カリスマ創業者が、後継者育成に失敗することは珍しくない。池森会長も10年の準備期間を設けながら、社内で次期社長を選ぶことはできなかった。会社の成長に合わせて人材も一緒に育つとは限らない。事業継承の難しさはそこにある。

「65歳で引退」の意見に共感

65歳になったら経営の第一線から退く――そう決意したのは55歳のときでした。ある新聞記者と話すなかで「経営者は老害にならないように、65歳ぐらいで引退したほうがいい」という意見を聞き、「そのとおりだ」と共感したのがきっかけでした。また、ダイエーの中内(功)さんが引退の時期を見誤ったことも1つの教訓でした。

本社ビル1Fにある直営店。カウンセリング販売は同社の原点。

私は社内報「はぁもにぃ」に、残り10年で後継者を育て心置きなくバトンタッチしたい、と書きました。そして「期待する後継者像」として、

①私と価値観が合っていること
②10年くらいは勤めて力量が見極められていること
③「才」と「徳」を兼ね備えていること
④上からも下からも人望があること
⑤複数の帽子をかぶれること、すなわち会社全体の利益を考えられること……

という条件を示しました。1992年1月のことです。

しかし10年後、社内にその5条件を満たす人材はいませんでした。後継者の育成に失敗したのです。

そこで次期社長をお願いしたのが、ローソンの藤原謙次会長(当時)でした。ダイエー取締役からローソンの社長となり、店舗数を増やした実績を買ったのです。

03年に藤原社長が就任し、私は代表取締役会長となりました。その後経営は藤原社長に全面的に任せ、私は名誉会長に退きました。
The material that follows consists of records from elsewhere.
PR #544, opened 2023-12-17
Fix bugs in ESMF interpolation method

matthewhoffman:
This merge fixes a number of issues with the 'esmf' method for interpolation in the MALI interpolation script:
* indexing was off by one, which made interpolation with unstructured source meshes garbage.  For structured source meshes, it made interpolation shifted by one grid cell.
* support MPAS source fields with a vertical dimension when using the 'esmf' method
* refactor to use sparse matrix multiply, which speeds up interpolation a few hundred times
* add destination mesh area normalization support.  This is necessary when using the ESMF 'conserve' method for destination cells that are only partly overlapped by the source cells.

Two issues remain for interpolating between two MPAS meshes with the 'esmf' method:
1. If the destination mesh is larger than the source mesh, those locations are filled with zeros.  The ESMF 'conserve' method does not support extrapolation, and there is no obvious solution to this issue and it would need to be handled manually on a case by case basis.
2. Some fields are only defined on subdomains (e.g. temperature is only defined where ice thickness is nonzero) and the script currently has no mechanism for masking them.  This results in garbage values getting interpolated in, e.g. temperature values near the margin will have values around 100 K because of interpolating realistic values around 250K with garbage values of 0K.  This issue applies to the barycentric method as well.  However, this situation can be worked around by performing extrapolation of the temperature field on the source mesh before doing interpolation between meshes.

This PR also includes a refactoring of create_SCRIP_file_from_planar_rectangular_grid.py that speeds it up by orders of magnitude for large meshes, as well as a minor update to define_cullMask.py

### DIFF
--- a/landice/mesh_tools_li/interpolate_to_mpasli_grid.py
+++ b/landice/mesh_tools_li/interpolate_to_mpasli_grid.py
@@ -32,6 +32,7 @@ import argparse
 import math
 from collections import OrderedDict
 import scipy.spatial
+import scipy.sparse
 import time
 from datetime import datetime
 
@@ -64,8 +65,13 @@ if args.weightFile and args.interpType == 'e':
     S = wfile.variables['S'][:]
     col = wfile.variables['col'][:]
     row = wfile.variables['row'][:]
+    n_a = len(wfile.dimensions['n_a'])
+    n_b = len(wfile.dimensions['n_b'])
     wfile.close()
     #----------------------------
+
+    # convert to sparse matrix format
+    wt_csr = scipy.sparse.coo_array((S, (row - 1, col - 1)), shape=(n_b, n_a)).tocsr()
 
 print('') # make a space in stdout before further output
 
@@ -78,15 +84,13 @@ print('') # make a space in stdout before further output
 #----------------------------
 
 def ESMF_interp(sourceField):
-    # Interpolates from the sourceField to the destinationField using ESMF weights
+  # Interpolates from the sourceField to the destinationField using ESMF weights
+  destinationField = np.zeros(xCell.shape)  # fields on cells only
   try:
-    # Initialize new field to 0 - required
-    destinationField = np.zeros(xCell.shape)  # fields on cells only
-    sourceFieldFlat = sourceField.flatten()  # Flatten source field
-    for i in range(len(row)):
-      destinationField[row[i]-1] = destinationField[row[i]-1] + S[i] * sourceFieldFlat[col[i]-1]
+    source_csr = scipy.sparse.csr_matrix(sourceField.flatten()[:, np.newaxis])
+    destinationField = wt_csr.dot(source_csr).toarray()
   except:
-     'error in ESMF_interp'
+    print('error in ESMF_interp')
   return destinationField
 
 #----------------------------
--- a/landice/mesh_tools_li/interpolate_to_mpasli_grid.py
+++ b/landice/mesh_tools_li/interpolate_to_mpasli_grid.py
@@ -67,6 +67,7 @@ if args.weightFile and args.interpType == 'e':
     row = wfile.variables['row'][:]
     n_a = len(wfile.dimensions['n_a'])
     n_b = len(wfile.dimensions['n_b'])
+    dst_frac = wfile.variables['frac_b'][:]
     wfile.close()
     #----------------------------
 
@@ -89,6 +90,10 @@ def ESMF_interp(sourceField):
   try:
     source_csr = scipy.sparse.csr_matrix(sourceField.flatten()[:, np.newaxis])
     destinationField = wt_csr.dot(source_csr).toarray().squeeze()
+    # For conserve remapping, need to normalize by destination area fraction
+    # It should be safe to do this for other methods
+    ind = np.where(dst_frac > 0.0)[0]
+    destinationField[ind] /= dst_frac[ind]
   except:
     print('error in ESMF_interp')
   return destinationField
--- a/landice/mesh_tools_li/interpolate_to_mpasli_grid.py
+++ b/landice/mesh_tools_li/interpolate_to_mpasli_grid.py
@@ -88,7 +88,7 @@ def ESMF_interp(sourceField):
   destinationField = np.zeros(xCell.shape)  # fields on cells only
   try:
     source_csr = scipy.sparse.csr_matrix(sourceField.flatten()[:, np.newaxis])
-    destinationField = wt_csr.dot(source_csr).toarray()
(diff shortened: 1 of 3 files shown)


matthewhoffman:
@trhille , I decided to leave this branch as is and ask for review now (no rush).  The issue about the conserve method filling 0s in regions of extrapolation of the source mesh is a larger problem that it is not obvious how to resolve, so I left it as a known issue for now.  But if you have ideas about appropriate functionality for that situation, I'm happy to do further work in this PR.

matthewhoffman:
@xylar , there is a commit in this PR that makes an update to `mesh_tools/create_SCRIP_files/create_SCRIP_file_from_planar_rectangular_grid.py`.  However, it is unclear to me if I should also be updating the copy of this file at `conda_package/mesh_tools/create_SCRIP_files/create_SCRIP_file_from_planar_rectangular_grid.py`.  It seems that I need to do that for compass to be able to see my changes, but when I try to commit that change, I get this error:
```
The following paths are ignored by one of your .gitignore files:
conda_package/mesh_tools
```
Can you explain to me how this is supposed to be handled?  I've never fully understood how the conda package interacts (or doesn't) with the legacy scripts.

xylar:
@matthewhoffman, when you do a local install of the `conda_package` into a conda environment, e.g. with:
```
python -m pip install conda_package
```
it makes a copy of the ocean, land_ice and other directories that contain scripts because it can't include anything in the python package that lives outside of `conda_package`.  So if you're modifying scripts outside of `conda_package`, you should run the command above again to first copy the script(s) over again and then install them into the conda environment.

Ideally, if we want to have `mpas_tools` be a "proper" python package, we would stop making scripts and switch to entry points that live within `conda_package/mpas_tools`.  But given that that's not the workflow that you all are used to, this copying over is necessary.

matthewhoffman:
@xylar , thanks for clarifying that.  I had run `python -m pip install conda_package`  but I hadn't appreciated that because of the legacy scripts, that that command would need to be rerun every time one of those scripts was modified.  Now I understand the workflow and have more incentive to move things into the conda package. :)

matthewhoffman:
# Testing

These updated scripts were used for the 2km AIS mesh generation in https://github.com/MPAS-Dev/compass/pull/750 and it worked as expected end to end.  The refactoring sped up those individual operations dramatically.

landice/mesh_tools_li/interpolate_to_mpasli_grid.py
```diff
@@ -64,9 +65,15 @@
...
     col = wfile.variables['col'][:]
     row = wfile.variables['row'][:]
+    n_a = len(wfile.dimensions['n_a'])
+    n_b = len(wfile.dimensions['n_b'])
+    dst_frac = wfile.variables['frac_b'][:]
     wfile.close()
     #----------------------------
 
+    # convert to sparse matrix format
+    wt_csr = scipy.sparse.coo_array((S, (row - 1, col - 1)), shape=(n_b, n_a)).tocsr()
```
trhille, line 75: I dislike the variable name `wt_csr`, because it requires googling to figure out what it means. Can we use a longer, more descriptive name? Also, is `wt` short for `weight`?

landice/mesh_tools_li/interpolate_to_mpasli_grid.py
```diff
@@ -78,15 +85,17 @@
...
-    # Interpolates from the sourceField to the destinationField using ESMF weights
+  # Interpolates from the sourceField to the destinationField using ESMF weights
+  destinationField = np.zeros(xCell.shape)  # fields on cells only
   try:
-    # Initialize new field to 0 - required
-    destinationField = np.zeros(xCell.shape)  # fields on cells only
-    sourceFieldFlat = sourceField.flatten()  # Flatten source field
-    for i in range(len(row)):
-      destinationField[row[i]-1] = destinationField[row[i]-1] + S[i] * sourceFieldFlat[col[i]]
+    source_csr = scipy.sparse.csr_matrix(sourceField.flatten()[:, np.newaxis])
```
trhille, line 91: Same complaint as above about the `csr` in the variable name, although here it's adjacent to the scipy method that helps explain it some.

landice/mesh_tools_li/interpolate_to_mpasli_grid.py
```diff
@@ -328,7 +337,7 @@ def interpolate_field_with_layers(MPASfieldName):
         if filetype=='cism':
            print('  Input layer {}, layer {} min/max: {} {}'.format(z, InputFieldName, InputField[z,:,:].min(), InputField[z,:,:].max()))
         elif filetype=='mpas':
-           print('  Input layer {}, layer {} min/max: {} {}'.format(z, InputFieldName, InputField[:,z].min(), InputField[z,:].max()))
```
trhille, line 331: Was this just a typo?

trhille (approved):
@matthewhoffman, this is fantastic! Thanks for making these changes, which collectively reduce the pain of mesh generation by a huge margin. I have one measly complaint about an inscrutable variable name, but otherwise this is ready to go.

xylar:
I'm about to make a new release to fix #547.  If this can be merged today, I'll wait for it.  Otherwise, it will be in the next release.

landice/mesh_tools_li/interpolate_to_mpasli_grid.py
matthewhoffman: Yeah, this was a typo that has been present from whenever this print statement was introduced.  It wasn't obviously incorrect from the output because the typo version still yielded reasonable values.

landice/mesh_tools_li/interpolate_to_mpasli_grid.py
matthewhoffman: Updated in b0e614726526305d44e62fa83111ee6e750c322a.

landice/mesh_tools_li/interpolate_to_mpasli_grid.py
matthewhoffman: Updated in b0e614726526305d44e62fa83111ee6e750c322a.

trhille:
@matthewhoffman, thanks! That looks great. This is ready to merge, as far as I'm concerned, although I see that two of the CI checks were not successful.

matthewhoffman:
@trhille , thanks for catching that.  Not sure why they didn't run, but I manually retriggered them and they all pass now.  @xylar , did you have any other feedback on this given it touches one non-MALI specific tool?

xylar (approved):
The SCRIP changes look good to me!

xylar:
I need to make an MPAS-Tools release ASAP so let me know if this can get merged today.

経営陣から相談を受ければアドバイスする立場です。

社員たちには毎月「はぁもにぃ」を通じて創業者メッセージを伝えました。

成果を出した社員を褒めたり、大企業病が蔓延ってないかと警告したり、ファンケルについて私が思うところを率直に綴った連載です。

03年から18年までのメッセージは、19年、『企業存続のために知っておいてほしいこと』(PHP研究所)にまとめました。